THE MEDIAN AGE (QUARTILE DEVIATION: QD) at the time of KT in the FMF and control group were 31 (6.7) and 33 (11), respectively. The median follow-up period (QD) after KT was 108 (57) months in the FMF and 132 (72) months in the control group. In the FMF group, graft and patient survivals were 71% and 84% at 5 years and 45% and 48% at 10 years, respectively. In the control group, graft and patient survivals were 79% and 100% at 5 years and 63% and 71% at 10 years, respectively. Patient survival in the FMF group at 5 years was significantly lower than in the control group (p = .045). There was no statistically significant difference between the FMF and control groups in terms of graft and patient survival, and serum creatinine levels at 10 years. All patients were given triple immunosuppressive treatment with cyclosporine, mycophenolate mofetil, and prednisolone. Three patients received anakinra and one received canakinumab in addition to colchicine treatment. One FMF patient also underwent heart transplantation due to AA amyloidosis. Of the FMF patients, 11 died during follow-up.

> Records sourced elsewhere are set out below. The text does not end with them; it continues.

PR #3114, opened 2021-08-08
Enable magnific popup on <a> tags only when it has <img>

### LINKED ISSUE #3111: Magnific popup gets in the way of Wikimedia links
This is a follow-up to #1975, which was closed by its author without a real solution.

## Environment

- Minimal Mistakes version: 4.24.0
- Ruby gem or remote theme version: 4.24.0
- Jekyll version: 4.2.0
- Git repository URL: 
  - `main` branch with markdown source: https://github.com/p3palazzo/tau0005/
  - `gh-pages` branch with generated website: https://github.com/p3palazzo/tau0005/tree/gh-pages
- GitHub Pages hosted (if yes provide URL to site): YES  https://palazzo.arq.br/tau0005/ (redirects from https://p3palazzo.github.io/tau0005/)
- Operating system:
  - Built by Github actions on `ubuntu:latest` using:
  -  [this Makefile](https://github.com/p3palazzo/tau0005/blob/c3eac4f56c8cad9d82c0d8c5d7b923b0a9f9a144/Makefile#L25) and
  -  [this workflow](https://github.com/p3palazzo/tau0005/blob/c3eac4f56c8cad9d82c0d8c5d7b923b0a9f9a144/.github/workflows/build.yaml#L16)
  - Uses `jekyll-pandoc` to process markdown instead of kramdown.

## Expected behavior

Links to Wikimedia commons pages should open as any regular link does. Instead, because the URL ends with `'.jpg'` or `'.png'`, Minimal Mistakes tries to load them as a Magnific Popup lightbox.

1. Add a link to a Wikimedia Commons page such as: `[Harvey Barrison, 2012](https://commons.wikimedia.org/wiki/Image:Balloon_Safari_2012_06_01_3128_(7522677448).jpg)` (from line 72 of [this file in the above-mentioned repository](https://github.com/p3palazzo/tau0005/blob/main/_aula/processos.md#L72))
2. When generating the website, everyting looks fine: `<a href="https://commons.wikimedia.org/wiki/Image:Balloon_Safari_2012_06_01_3128_(7522677448).jpg">Harvey Barrison, 2012</a>` (line 285 on the corresponding [generated HTML file](https://github.com/p3palazzo/tau0005/blob/cff5edfbafa7c35f8742cd7b1d9cf623fc6aa9df/aula/processos/index.html#L285))
2. When loading the web page, JavaScript adds the popup class: `<a href="https://commons.wikimedia.org/wiki/Image:Balloon_Safari_2012_06_01_3128_(7522677448).jpg" class="image-popup">Harvey Barrison, 2012</a>` (can be seen [here](https://palazzo.arq.br/tau0005/aula/processos/#fig:serengeti))
3. However, the link does not point to an image but to a web page, which causes the lightbox to fail with `Image#1 could not be loaded`

## Other

As pointed out by @mmistakes [here](https://github.com/mmistakes/minimal-mistakes/issues/1975#issuecomment-441448682), the lightbox can be disabled by editing [l. 85-87 of the `assets/js/_main.js` file](https://github.com/mmistakes/minimal-mistakes/blob/084ddf8d8e5435b850bdd3b05bd377f02621ab54/assets/js/_main.js#L85). However, having to checkout and the rebuild the whole theme Javascript seems like overkill.

I suppose a regex similar to the one that activates the popup could be used to detect wikimedia URLs and disable the lightbox on them, but it would introduce other problems, e.g. what if someone actually points a link to the *image* itself that is hosted on Wikimedia?

iBug:
This is a bug fix.

## Summary

`<a>` tags without an `` child are generally desired *not* to be magnific popups. Uses [jQuery `.has()` function](https://api.jquery.com/has/) to filter those tags that only has a *direct* child `` element.

## Context

Resolves #3111


assets/js/_main.js
```diff
@@ -84,7 +84,7 @@ $(document).ready(function() {
   // add lightbox class to all image links
   $(
     "a[href$='.jpg'],a[href$='.jpeg'],a[href$='.JPG'],a[href$='.png'],a[href$='.gif'],a[href$='.webp']"
-  ).addClass("image-popup");
+  ).has("> img").addClass("image-popup");;
```
iBug, line 87: @mmistakes I accidentally left an extra semicolon here. Would you mind helping remove it? I'm asking because I wouldn't bother with another PR for this thing too trivial (and it really changes nothing functional).

No rebuild is needed as uglify.js is smart enough to ignore these semicolons and turn them into commas.

PR #3119, opened 2021-08-16
Feature/figure popup

JohnScottUK:

## Summary

Added a popup=true argument to figure helper to allow image to be opened in light box (like gallery images)

## Context


lsolesen:
I think this is helpful and a good idea to be able to let users open the image in a lightbox to see a bigger image if needed.

PR #3123, opened 2021-08-19
Feature/related by tags and categories

JohnScottUK:

## Summary

Add ability to include related pages by tags and/or categories. With the related_threshold > 0 pages with the matching number of tags and/or categories will be included instead of site.related_posts.

## Context

### DIFF
--- a/_layouts/single.html
+++ b/_layouts/single.html
@@ -64,12 +64,46 @@ layout: default
     {% endif %}
   </article>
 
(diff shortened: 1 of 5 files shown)


mmistakes:
Closing as this is a Duplicate of #978, a PR I submitted way back in 2017. It hurts build times pretty bad if you have a big site as looping over `site.posts` to compare against tags or categories is costly in Liquid-land.

Using Jekyll related post plugins instead perform much better in my experience than any amount of Liquid spaghetti conditionals.

PR #3127, opened 2021-08-22
Feature/redirect layout

JohnScottUK:

## Summary

Added in redirect layout when Jekyll sites do not have access to rewrite rules on proxy servers/redirects.  Useful when reorganising a site that has incoming links you want to preserve.

## Context

### DIFF
--- a/_layouts/redirect.html
+++ b/_layouts/redirect.html
@@ -1,6 +1,6 @@
 ---
 # Jekyll layout that redirects to another page.
-# Version v1.0.0
+# Version v1.0.1
 # https://www.jsware.io/jekyll-redirect-html/
 # © 2021 John Scott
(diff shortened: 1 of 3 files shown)


mmistakes:
Instead of adding a custom layout I'd much rather leverage Jekyll core's redirect plugin. It's more standardized, doesn't involve any layouts, and has more features.

https://github.com/jekyll/jekyll-redirect-from

JohnScottUK:
That's a pretty useful plugin. Thought many plugins not available in GitHub pages, but that one is in the list at https://pages.github.com/versions/

JohnScottUK:
Don't take this as the redirect.html layout interferes with jekyll-redirect-from (it uses it's own internal layout).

We have found that the long-term outcome of KT in patients with FMF amyloidosis is numerically worse but not statistically different from the control group. However, short- and long-term complications still need to be resolved.
长期接受肾移植(KT)的家族性地中海热(FMF)相关淀粉样变性患者的结果尚未得到充分研究。本研究回顾了接受 KT 的 FMF 患者的长期生存结果。
我们比较了 31 名接受 KT 的患者(活检证实为 FMF 引起的淀粉样变性)与 31 名对照组患者(5 例糖尿病和 26 例非糖尿病肾病)的结局,这些患者于 1994 年至 2021 年在 Başkent 大学医院接受 KT。所有数据均从患者的档案中回顾性记录。
FMF 组和对照组患者 KT 时的中位年龄(四分位距[QD])分别为 31(6.7)和 33(11)。FMF 组 KT 后中位随访时间(QD)为 108(57)个月,对照组为 132(72)个月。在 FMF 组,5 年时移植物和患者存活率分别为 71%和 84%,10 年时分别为 45%和 48%。在对照组中,5 年时移植物和患者存活率分别为 79%和 100%,10 年时分别为 63%和 71%。FMF 组患者 5 年时的存活率明显低于对照组(p = 0.045)。FMF 组和对照组在 10 年时移植物和患者存活率以及血清肌酐水平方面无统计学差异。所有患者均接受环孢素、霉酚酸酯和泼尼松龙三联免疫抑制治疗。3 例患者接受阿那白滞素治疗,1 例患者接受卡那单抗治疗,同时接受秋水仙碱治疗。1 例 FMF 患者还因 AA 淀粉样变性接受了心脏移植。在 FMF 患者中,11 例患者在随访期间死亡。
我们发现,FMF 淀粉样变性患者 KT 的长期结果在数值上较差,但与对照组无统计学差异。然而,仍需要解决短期和长期并发症的问题。